■ PROBLEM DESCRIPTION ■
Return each line of the records below in which the string "sticking" turns up.

-------------------------

PR #400, opened 2021-05-07
Implement methods on `Registry` for managing prefix and common labels

alexforster:
This allows users to set the registry's prefix or common labels when using the default registry.

### DIFF
--- a/src/registry.rs
+++ b/src/registry.rs
@@ -263,6 +263,67 @@ impl Registry {
         Ok(reg)
     }
 
+    /// `prefix` returns a copy of the prefix for the registry, if any.
+    pub fn prefix(&self) -> Option<String> {
+        self.r.read().prefix.clone()
+    }
+
+    /// `set_prefix` sets the prefix for the registry, and returns the previous
+    /// prefix, if any. If `prefix` is empty, the function returns an error.
+    pub fn set_prefix(&self, prefix: &str) -> Result<Option<String>> {
+        if prefix.is_empty() {
+            return Err(Error::Msg("empty prefix namespace".to_string()));
+        }
+
+        let mut core = self.r.write();
+        let result = core.prefix.take();
+        core.prefix = Some(prefix.to_string());
+        Ok(result)
+    }
+
+    /// `clear_prefix` removes the prefix from the registry and returns it to
+    /// the caller, if a prefix was set.
+    pub fn clear_prefix(&self) -> Option<String> {
+        let mut core = self.r.write();
+        core.prefix.take()
+    }
+
+    /// `labels` returns a copy of the common labels for the registry, if any.
+    pub fn labels(&self) -> Option<HashMap<String, String>> {
+        self.r.read().labels.clone()
+    }
+
+    /// `insert_label` adds or updates a label in the set of common labels for
+    /// the registry, and returns the previous value of that label, if any.
+    /// If either `key` or `value` are empty, the function returns an error.
+    pub fn insert_label(&self, key: &str, value: &str) -> Result<Option<String>> {
+        if key.is_empty() {
+            return Err(Error::Msg("empty label key".to_string()));
+        }
+        if value.is_empty() {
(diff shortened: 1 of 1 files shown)


src/registry.rs
```diff
@@ -263,6 +263,67 @@ impl Registry {
...
+
+    /// `clear_prefix` removes the prefix from the registry and returns it to
+    /// the caller, if a prefix was set.
+    pub fn clear_prefix(&self) -> Option<String> {
+        let mut core = self.r.write();
+        core.prefix.take()
+    }
+
+    /// `labels` returns a copy of the common labels for the registry, if any.
+    pub fn labels(&self) -> Option<HashMap<String, String>> {
```
lucab, line 292: Here and in `prefix()` above, can we return a reference instead (and let the consumers clone if they want)?

lucab:
Thanks for the PR! In order to merge, this will need a rebase and a `Signed-off-by` on each commit.

I think we'd need a bit more context behind this. I do like the getters (minus the clone part), but I'm not thrilled by the set/clean logic. I won't expect people to use the registry that way, and the fact that those methods internally lock will likely become a bad performance surprise for many people.
I'd prefer sticking to the "set options on build" pattern and only keep the getters here.

polachok:
I think the problem this PR is inspired by is that it's `register_*` macros use default registry and creating metrics with non-default registries is very verbose. At least that's what I found in my use and this PR helps a lot, I can just add labels to the default registry and use macros as usual.

Disclaimer: I'm not the author, they may have another use case.

lucab:
@polachok thanks, that was useful feedback! Next release should come with https://github.com/tikv/rust-prometheus/pull/396 which should hopefully improve that UX aspect, but taking a different path from this PR.

That said, I'm still intimately not in favor of doing this kind of registry mutation at runtime. It's a bazooka with side-effects at distance, which can easily turn into a very large footgun.

alexforster:
> I think we'd need a bit more context behind this.

Right, I think based on your feedback that I wasn't clear on the use-case. Specifically, this is intended to make it possible to manipulate the set of default labels on [the default registry](https://github.com/tikv/rust-prometheus/blob/f8d3bb2a0eed2c9bdeb87e9d81a47ea36e627fbc/src/registry.rs#L373). I do not believe that this adds any useful functionality for custom registries. However, I think custom registries are probably a very niche use-case anyway:

- I've never had a need to create more than one registry in any codebase. I can't even think of a hypothetical scenario where I'd want to.
- Creating a custom registry and passing it around everywhere is a huge chore. Metrics are everywhere in a typical codebase, so the registry object ends up infecting every corner of a system.

Because of this, I always use the default registry, and I bet 99% of your users do too.

> I do like the getters (minus the clone part), but I'm not thrilled by the set/clean logic.

Keeping getters and removing setters doesn't add any meaningful functionality imo. The functionality I'm trying to add here is the ability to set default labels on the default registry.

> I won't expect people to use the registry that way, and the fact that those methods internally lock will likely become a bad performance surprise for many people. I'd prefer sticking to the "set options on build" pattern and only keep the getters here.

Again, this is only for default labels on a Registry. Presumably default labels would only need to be configured once, not continuously.

alexforster:
I've rebased and added a `Signed-off-by`

adeschamps:
I thought I was going to need this feature, and was about to use this branch via a `[patch.crates-io]` entry. I wanted to expose a build version and other information that's static over the lifetime of the process. I ended up exposing it via a single gauge metric, as described in the article [Exposing the software version to Prometheus](https://www.robustperception.io/exposing-the-software-version-to-prometheus/) instead (which I discovered via a recent blog post from the `autometrics` crate).

I do have a use case for multiple registries though -- we have an application that we deliver to users, and also operate as a hosted service. Some metrics measure implementation details or unstable features, so we initially add them to the default registry (which is only exposed in internal builds) and later switch them to a different registry when we're sure that they're useful for users and unlikely to be changed.

PR #401, opened 2021-05-17
Export thread count from `process_collector`

free:
This simply retrieves and exports the value of the `num_threads` field from the
already populated `procfs::process::Stat` that CPU, memory and start time are
sourced.

### DIFF
--- a/src/process_collector.rs
+++ b/src/process_collector.rs
@@ -17,12 +17,12 @@ use crate::proto;
 /// The `pid_t` data type represents process IDs.
 pub use libc::pid_t;
 
-/// Six metrics per ProcessCollector.
-const METRICS_NUMBER: usize = 6;
+/// Seven metrics per ProcessCollector.
+const METRICS_NUMBER: usize = 7;
 
-/// A collector which exports the current state of
-/// process metrics including cpu, memory and file descriptor usage as well as
-/// the process start time for the given process id.
+/// A collector which exports the current state of process metrics including
+/// CPU, memory and file descriptor usage, thread count, as well as the process
+/// start time for the given process id.
 #[derive(Debug)]
 pub struct ProcessCollector {
     pid: pid_t,
@@ -33,6 +33,7 @@ pub struct ProcessCollector {
     vsize: Gauge,
     rss: Gauge,
     start_time: Gauge,
+    threads: Gauge,
 }
 
 impl ProcessCollector {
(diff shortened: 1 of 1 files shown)


free:
Gentle nudge.

lucab:
Thanks for the PR. Please note however that the ProcessCollector implements https://prometheus.io/docs/instrumenting/writing_clientlibs/#process-metrics. I'm thus wary of adding more arbitrary stuff directly here.

I'd be happy to see the "Number of OS threads" metrics standardized upstream, and once that is published we can promptly merge this.

free:
> I'd be happy to see the "Number of OS threads" metrics standardized upstream, and once that is published we can promptly merge this.

Is anything like that being worked on? On the one hand the Golang library [has `go_threads`](https://github.com/prometheus/client_golang/blob/b89620c4916814c2960f16255c36d1b381cda9e7/prometheus/go_collector.go#L49) and Java [has `jvm_threads_current`](https://github.com/prometheus/client_java/blob/master/simpleclient_hotspot/src/main/java/io/prometheus/client/hotspot/ThreadExports.java#L25-L31) (and I'm sure other language libraries have their own).

On the other hand, the only other way of getting this metric (other than everyone rolling their own implementation, which is what we ended up doing) is to enable the (by default disabled) [`processes` collector](https://github.com/prometheus/node_exporter#disabled-by-default) of `node-exporter` (above which there's a warning that the collector may be disabled due to "prolonged runtime" or "significant resource usage"). While adding the metric here boils down to simply exporting a value that has already been retrieved from the OS.

I'm not going to insist that this be merged, but the fact that `process_threads` is not a standard process metric is not a good reason against exporting it regardless.

lucab:
I'm not aware of any such discussion, so I started it at https://github.com/prometheus/docs/pull/1964. As you mentioned, it is a common metrics across libraries so it makes sense to have it uniformed. Plus, the `process_` prefix is reserved and I think that having to name this `rust_process_threads` does not make much sense here.

src/process_collector.rs
```diff
@@ -100,6 +101,12 @@ impl ProcessCollector {
         .unwrap();
         descs.extend(start_time.desc().into_iter().cloned());
 
+        let threads = Gauge::with_opts(
+            Opts::new("process_threads", "Number of OS threads.").namespace(namespace.clone()),
```
lucab, line 105: `Number of OS threads in the process.`

lucab:
@free sorry for putting this through the long path. The upstream doc change has been merged, so this can land too. It only needs a rebase and a minor rewording.

src/process_collector.rs
free: Done,

free:
Phew, took a bit to get the DCO right.

> sorry for putting this through the long path.

No worries, thanks for following through. I put together a polyfill locally in the meantime, so no problem.

lucab (approved):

-------------------------

■ WRITTEN SOLUTION ■
I'd prefer sticking to the "set options on build" pattern and only keep the getters here.
> I won't expect people to use the registry that way, and the fact that those methods internally lock will likely become a bad performance surprise for many people. I'd prefer sticking to the "set options on build" pattern and only keep the getters here.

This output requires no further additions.